Another important result. And to be clear, *tools* will be built here, so the differential will be bigger. You should expect a couple years from now that the entire research process involves "bouncing ideas of your AI assistant" at every stage from ideation to code to writeup. https://t.co/rpa3Vt9Utw
cool study! i remember joking with @Diyi_Yang once that we would eventually need to give LLMs tenure. imo humans still have a big edge irl (for now anyway), since idea generation is a much slower, iterative, and more collaborative process than the baseline used in this study… https://t.co/xjU5EmuyKs
Advances in #AI chip #hardware like GPUs, TPUs and neuromorphic engineering have accelerated deep learning breakthroughs.

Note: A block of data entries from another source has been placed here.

PR #1862, opened 2016-08-04
Make sure the robot ignores filtered dependencies 

ocaisa:
when creating the toolchain cache


ocaisa:
This is failing, @boegel can you remind me to how to reference the easyconfig object in the dictionary so I can access the method?

boegel:
@ocaisa I think you want `parsed_ec['ec'].dependencies()`, see https://github.com/hpcugent/easybuild-framework/blob/master/easybuild/framework/easyconfig/easyconfig.py#L1216

boegel:
lgtm, thanks @ocaisa!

A recent large-scale study involving over 100 NLP researchers has shown that ideas generated by large language models (LLMs) are more novel than those produced by expert human researchers. This year-long study, led by Chenglei Si, marks the first statistically significant conclusion in this area. The study compared the novelty of ideas generated by LLMs to those created by human experts and found that LLMs consistently produced more innovative concepts. The findings suggest that LLMs could play a significant role in the future of research, potentially assisting researchers at every stage from ideation to execution. However, some experts caution that human researchers still have an edge in practical, iterative, and collaborative processes, which were not fully accounted for in the study's baseline. The study also found no significant difference in the feasibility of ideas generated by LLMs and human experts, making the results even more exciting for the future of AI in research.